No julgamento que analisa a suspensão de verbas indenizatórias pagas a integrantes do Judiciário e de outros Poderes sem previsão expressa em lei, o advogado Alberto Pavie Ribeiro, que representa a Associação dos Magistrados Brasileiros (AMB), afirmou que a magistratura enfrenta um problema estrutural ligado à atratividade da carreira. Para ele, uma possível redução de remuneração com fim dos chamados "penduricalhos" pode dificultar a preencher vagas para juízes em todo Brasl.

Segundo ele, “mesmo com esses ganhos extraordinários, dessas verbas extraordinárias, atreladas à produtividade e funções, o Estado brasileiro não está conseguindo selecionar juízes para as vagas existentes”. Em sua avaliação, “já há um déficit de magistrados. A conclusão é óbvia. A carreira não é atrativa” e, portanto, o modelo de remuneração hoje praticado não tem sido suficiente para atrair candidatos "preparados".

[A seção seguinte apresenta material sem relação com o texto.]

PR #1148, opened 2016-08-24
[DVCSMP-1980] some cleanup of Ecobee Connect SmartApp

jimmyjames:
General cleanup and slight refactoring of the Ecobee Connect SmartApp and Thermostat Device Handler. This PR is a prerequisite for a later PR to convert synchronous HTTP requests to be asynchronous where possible.

Changes in this PR include:
- Whitespace changes to make the source consistent and more readable
- Removal of unused methods
- Removal of unused method parameters
- Extraction of some logic to their own methods to decrease the size of some methods, especially where this can be used in later async changes
- Instead of building a JSON string to send to Ecobee when invoking commands, use a map then convert to JSON so that the parameters are easier to read/understand and change later if necessary
- Removal of storing entire response from Ecobee in atomicState, since it was never used
- Added comments to some methods for clarity and to help future developers/maintainers

There are other refactorings that could be done to improve this code. This PR does not attempt to address everything that could/should be done, but rather makes a set of high-value/low-risk changes to make converting to async http easier and a more isolated change.

@dsainteclaire @jasonbio you guys probably have the most domain knowledge to review.

/cc @DougSven

### DIFF
--- a/smartapps/smartthings/ecobee-connect.src/ecobee-connect.groovy
+++ b/smartapps/smartthings/ecobee-connect.src/ecobee-connect.groovy
@@ -294,10 +294,10 @@ Map sensorsDiscovered() {
 }
 
 def getThermostatDisplayName(stat) {
-	if(stat?.name) {
+    if(stat?.name) {
         return stat.name.toString()
     }
-	return (getThermostatTypeName(stat) + " (${stat.identifier})").toString()
+    return (getThermostatTypeName(stat) + " (${stat.identifier})").toString()
 }
 
 def getThermostatTypeName(stat) {
@@ -384,8 +384,8 @@ def pollHandler() {
 }
 
 def pollChildren(child = null) {
-	def thermostatIdsString = getChildDeviceIdsString()
-	log.debug "polling children: $thermostatIdsString"
+    def thermostatIdsString = getChildDeviceIdsString()
+    log.debug "polling children: $thermostatIdsString"
 
     def requestBody = [
         selection: [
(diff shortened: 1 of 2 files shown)


smartapps/smartthings/ecobee-connect.src/ecobee-connect.groovy
```diff
@@ -595,54 +562,26 @@ private refreshAuthToken() {
...
-				path  : "/token",
-				query : [grant_type: 'refresh_token', code: "${atomicState.refreshToken}", client_id: smartThingsClientId],
+			method: 'POST',
+			uri   : apiEndpoint,
+			path  : "/token",
+			query : [grant_type: 'refresh_token', code: "${atomicState.refreshToken}", client_id: smartThingsClientId],
 		]
 
-		log.debug refreshParams
+		log.debug "making refresh request with paramaters: $refreshParams"
```
dsainteclaire: It probably doesn't matter, but I'm not super enthusiastic about logging refresh tokens or auth tokens

jimmyjames: I agree. There are other places as well tokens are logged but I don't think should be. I'll update that.

smartapps/smartthings/ecobee-connect.src/ecobee-connect.groovy
```diff
@@ -381,75 +384,41 @@ def pollHandler() {
 }
 
 def pollChildren(child = null) {
-	def thermostatIdsString = getChildDeviceIdsString()
-	log.debug "polling children: $thermostatIdsString"
-	def data = ""
+    def thermostatIdsString = getChildDeviceIdsString()
+    log.debug "polling children: $thermostatIdsString"
+
+    def requestBody = [
```
dsainteclaire, line 387: I'm very supportive of this, because hardcoding the JSON makes the code hard to read, and even harder when you need to add more params.  Have you tested to make sure it works?  It definitely should, but I would just want to verify it

dsainteclaire:
I would just want to run it through some tests or have QA run it through regression since the way the API payload is generated fundamentally changed (for the better).  I like all the cleanup though.

smartapps/smartthings/ecobee-connect.src/ecobee-connect.groovy
jimmyjames: Yes I've tested it and it works, but QA should definitely do a regression test.

jimmyjames:
pushed another commit with removal of logging token info. I'll work with QA to ensure full regression is done, and once thumbed-up, will squash the commits before merging.

dsainteclaire:
Sounds good to me, thanks for the effort! :shipit:

PR #1149, opened 2016-08-24
DPROT-153 Fix event map name in NYCE Motion sensor

varzac:
There was a null pointer as a result of using the wrong map name

This resolves: https://smartthings.atlassian.net/browse/DPROT-153

@tpmanley @workingmonk


workingmonk:
👍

Pavie alertou também que eventual redução das parcelas atualmente pagas pode agravar a situação, especialmente porque já existem registros de magistrados deixando a carreira e migrando para outras atividades, mesmo com os valores vigentes.

Em outro trecho da manifestação, ele sustentou que “se há déficit de magistrados e essa Corte vier a promover uma redução da remuneração, a consequência será de causar uma maior atrofia no número de magistrados”.

O debate ocorre no Supremo Tribunal Federal (STF) no julgamento do referendo das liminares concedidas na Reclamação (Rcl) 88319 e na Ação Direta de Inconstitucionalidade (ADI) 6606), que suspenderam os chamados “penduricalhos” - parcelas classificadas como indenizatórias, mas que ampliam a remuneração e podem ultrapassar o teto constitucional.

As decisões são relatadas pelos ministros Flávio Dino e Gilmar Mendes. Na sessão desta quarta-feira (25), foram lidos os relatórios e apresentadas as manifestações das entidades interessadas. O julgamento foi suspenso e será retomado nesta quinta-feira (26).